▶ _Exercise directions_
Nothing in the data may be altered; restate all of it exactly.

▶ _Records to use_

PR #466, opened 2021-06-16
Add max message size for grpc messages

vitarb:
Adding max message size for grpc send/receive to be 64mb instead of default 4mb.
This should prevent users from running into a situation where too large payload or memo can result in a workflow being stuck.

Also made ResourceExhausted non retryable:
```
	// ResourceExhausted indicates some resource has been exhausted, perhaps
	// a per-user quota, or perhaps the entire file system is out of space.
	//
	// This error code will be generated by the gRPC framework in
	// out-of-memory and server overload situations, or when a message is
	// larger than the configured maximum size.
```

This allows us to see the error associated with large payload size e.g.:
`        	            	trying to send message larger than max (1048791 vs. 10240)`
Instead of a context timeout.


Sushisource (approved):
Did we wanna make this a configurable option?

internal/common/retry/interceptor.go
```diff
@@ -117,8 +117,7 @@ var (
 	// gRPC response codes that represent retryable errors.
 	// The following status codes are never generated by the library:
 	//    INVALID_ARGUMENT, NOT_FOUND, ALREADY_EXISTS, FAILED_PRECONDITION, ABORTED, OUT_OF_RANGE, DATA_LOSS
-	retryableCodes = []codes.Code{codes.Aborted, codes.DeadlineExceeded, codes.Internal,
-		codes.ResourceExhausted, codes.Unavailable, codes.Unknown}
+	retryableCodes = []codes.Code{codes.Aborted, codes.DeadlineExceeded, codes.Internal, codes.Unavailable, codes.Unknown}
```
samarabbas, line 120: @alexshtin can you confirm that we are not using ResourceExhausted error for server side throttling?  If that is the case than it looks good.

vitarb: This error is particularly messy. We do use it for throttling and for some non-retryable errors like `ErrNamespaceCountLimitServerBusy`, `ErrSizeExceedsLimit`.
My thinking was that in case of QPS errors, we probably don't want to bombard server with retries (since our default policy is pretty aggressive 20ms with 1.2x backoff), because in this case we would probably be getting the same error again. I'm not sure if we should keep this one retryable or not, let's have a discussion.
I think it's probably better to leave it as it is, the tradeoff is that we won't see a clear message in case if message size exceeds limits, but default limit is very high so nobody should be hitting it anyways. On the other hand removing retry may result in potential issues.

internal/client.go
```diff
@@ -457,6 +457,9 @@ type (
 		// when there are no active RPCs, Time and Timeout will be ignored and no
 		// keepalive pings will be sent.
 		KeepAlivePermitWithoutStream bool
+
+		// MaxPayloadSize is a number of bytes that gRPC would allow to travel to and from server. Defaults to 64 MB.
```
wxing1292, line 461: server will also do input size validation, so `travel to` is not really necessary
the main point is to allow SDK to successfully replay the workflow history

internal/grpc_dialer.go
```diff
@@ -98,6 +107,8 @@ func dial(params dialParameters) (*grpc.ClientConn, error) {
 	}
 
 	opts = append(opts, securityOptions...)
+	opts = append(opts, grpc.WithDefaultCallOptions(grpc.MaxCallSendMsgSize(maxPayloadSize)))
```
wxing1292, line 110: again, no need to override the send limitation

wxing1292 (approved):

internal/grpc_dialer.go
vitarb: I don't have a strong opinion on this one, did it for consistency reasons.

PR #467, opened 2021-06-16
Return activity failure when activity is not registered

### LINKED ISSUE #465: Activity stays in started state when ActivityType is not registered
## Expected Behavior
Worker should fail the activity immediately with "Activity type not registered" error if it picks up the task from task queue and not able to find registered type.

## Actual Behavior
If activity start_to_close timeout is large than activity stays stuck in the started state.  Basically worker picks up the task and silently fails it without reporting anything back to the service.

  1.  Start workflow which schedules an activity where type is not registered
  1.  Start worker which polls on the task queue
  1.  Worker picks up the activity task and fails silently

## Specifications

  - Version:
  - Platform:

vitarb:
## What was changed
Failing an activity in case if activity type is not registered. Also added a new metric `unregistered_activity_invocation` that indicates number of times activity execution has been attempted on unregistered activity type.

## Why?
Currently we would simply log an error and do nothing, this result in activity appear to be stuck and not retried until it gets timed out.

1. Closes #465

2. How was this tested:
Unit tests, integration tests.


internal/common/metrics/constants.go
```diff
@@ -42,12 +42,13 @@ const (
...
-	ActivityPollNoTaskCounter      = TemporalMetricsPrefix + "activity_poll_no_task"
-	ActivityScheduleToStartLatency = TemporalMetricsPrefix + "activity_schedule_to_start_latency"
-	ActivityExecutionFailedCounter = TemporalMetricsPrefix + "activity_execution_failed"
-	ActivityExecutionLatency       = TemporalMetricsPrefix + "activity_execution_latency"
-	ActivityEndToEndLatency        = TemporalMetricsPrefix + "activity_endtoend_latency"
-	ActivityTaskErrorCounter       = TemporalMetricsPrefix + "activity_task_error"
+	ActivityPollNoTaskCounter             = TemporalMetricsPrefix + "activity_poll_no_task"
+	ActivityScheduleToStartLatency        = TemporalMetricsPrefix + "activity_schedule_to_start_latency"
+	ActivityExecutionFailedCounter        = TemporalMetricsPrefix + "activity_execution_failed"
+	UnregisteredActivityInvocationCounter = TemporalMetricsPrefix + "unregistered_activity_invocation"
```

▶ _Answer space_
PR #466, opened 2021-06-16
Add max message size for grpc messages

vitarb:
Adding max message size for grpc send/receive to be 64mb instead of default 4mb.
This should prevent users from running into a situation where too large payload or memo can result in a workflow being stuck.

Also made ResourceExhausted non retryable:
```
	// ResourceExhausted indicates some resource has been exhausted, perhaps
	// a per-user quota, or perhaps the entire file system is out of space.
	//
	// This error code will be generated by the gRPC framework in
	// out-of-memory and server overload situations, or when a message is
	// larger than the configured maximum size.
```

This allows us to see the error associated with large payload size e.g.:
`        	            	trying to send message larger than max (1048791 vs. 10240)`
Instead of a context timeout.


Sushisource (approved):
Did we wanna make this a configurable option?

internal/common/retry/interceptor.go
```diff
@@ -117,8 +117,7 @@ var (
 	// gRPC response codes that represent retryable errors.
 	// The following status codes are never generated by the library:
 	//    INVALID_ARGUMENT, NOT_FOUND, ALREADY_EXISTS, FAILED_PRECONDITION, ABORTED, OUT_OF_RANGE, DATA_LOSS
-	retryableCodes = []codes.Code{codes.Aborted, codes.DeadlineExceeded, codes.Internal,
-		codes.ResourceExhausted, codes.Unavailable, codes.Unknown}
+	retryableCodes = []codes.Code{codes.Aborted, codes.DeadlineExceeded, codes.Internal, codes.Unavailable, codes.Unknown}
```
samarabbas, line 120: @alexshtin can you confirm that we are not using ResourceExhausted error for server side throttling?  If that is the case than it looks good.

vitarb: This error is particularly messy. We do use it for throttling and for some non-retryable errors like `ErrNamespaceCountLimitServerBusy`, `ErrSizeExceedsLimit`.
My thinking was that in case of QPS errors, we probably don't want to bombard server with retries (since our default policy is pretty aggressive 20ms with 1.2x backoff), because in this case we would probably be getting the same error again. I'm not sure if we should keep this one retryable or not, let's have a discussion.
I think it's probably better to leave it as it is, the tradeoff is that we won't see a clear message in case if message size exceeds limits, but default limit is very high so nobody should be hitting it anyways. On the other hand removing retry may result in potential issues.

internal/client.go
```diff
@@ -457,6 +457,9 @@ type (
 		// when there are no active RPCs, Time and Timeout will be ignored and no
 		// keepalive pings will be sent.
 		KeepAlivePermitWithoutStream bool
+
+		// MaxPayloadSize is a number of bytes that gRPC would allow to travel to and from server. Defaults to 64 MB.
```
wxing1292, line 461: server will also do input size validation, so `travel to` is not really necessary
the main point is to allow SDK to successfully replay the workflow history

internal/grpc_dialer.go
```diff
@@ -98,6 +107,8 @@ func dial(params dialParameters) (*grpc.ClientConn, error) {
 	}
 
 	opts = append(opts, securityOptions...)
+	opts = append(opts, grpc.WithDefaultCallOptions(grpc.MaxCallSendMsgSize(maxPayloadSize)))
```
wxing1292, line 110: again, no need to override the send limitation

wxing1292 (approved):

internal/grpc_dialer.go
vitarb: I don't have a strong opinion on this one, did it for consistency reasons.

PR #467, opened 2021-06-16
Return activity failure when activity is not registered

### LINKED ISSUE #465: Activity stays in started state when ActivityType is not registered
## Expected Behavior
Worker should fail the activity immediately with "Activity type not registered" error if it picks up the task from task queue and not able to find registered type.

## Actual Behavior
If activity start_to_close timeout is large than activity stays stuck in the started state.  Basically worker picks up the task and silently fails it without reporting anything back to the service.

  1.  Start workflow which schedules an activity where type is not registered
  1.  Start worker which polls on the task queue
  1.  Worker picks up the activity task and fails silently

## Specifications

  - Version:
  - Platform:

vitarb:
## What was changed
Failing an activity in case if activity type is not registered. Also added a new metric `unregistered_activity_invocation` that indicates number of times activity execution has been attempted on unregistered activity type.

## Why?
Currently we would simply log an error and do nothing, this result in activity appear to be stuck and not retried until it gets timed out.

1. Closes #465

2. How was this tested:
Unit tests, integration tests.


internal/common/metrics/constants.go
```diff
@@ -42,12 +42,13 @@ const (
...
-	ActivityPollNoTaskCounter      = TemporalMetricsPrefix + "activity_poll_no_task"
-	ActivityScheduleToStartLatency = TemporalMetricsPrefix + "activity_schedule_to_start_latency"
-	ActivityExecutionFailedCounter = TemporalMetricsPrefix + "activity_execution_failed"
-	ActivityExecutionLatency       = TemporalMetricsPrefix + "activity_execution_latency"
-	ActivityEndToEndLatency        = TemporalMetricsPrefix + "activity_endtoend_latency"
-	ActivityTaskErrorCounter       = TemporalMetricsPrefix + "activity_task_error"
+	ActivityPollNoTaskCounter             = TemporalMetricsPrefix + "activity_poll_no_task"
+	ActivityScheduleToStartLatency        = TemporalMetricsPrefix + "activity_schedule_to_start_latency"
+	ActivityExecutionFailedCounter        = TemporalMetricsPrefix + "activity_execution_failed"
+	UnregisteredActivityInvocationCounter = TemporalMetricsPrefix + "unregistered_activity_invocation"
```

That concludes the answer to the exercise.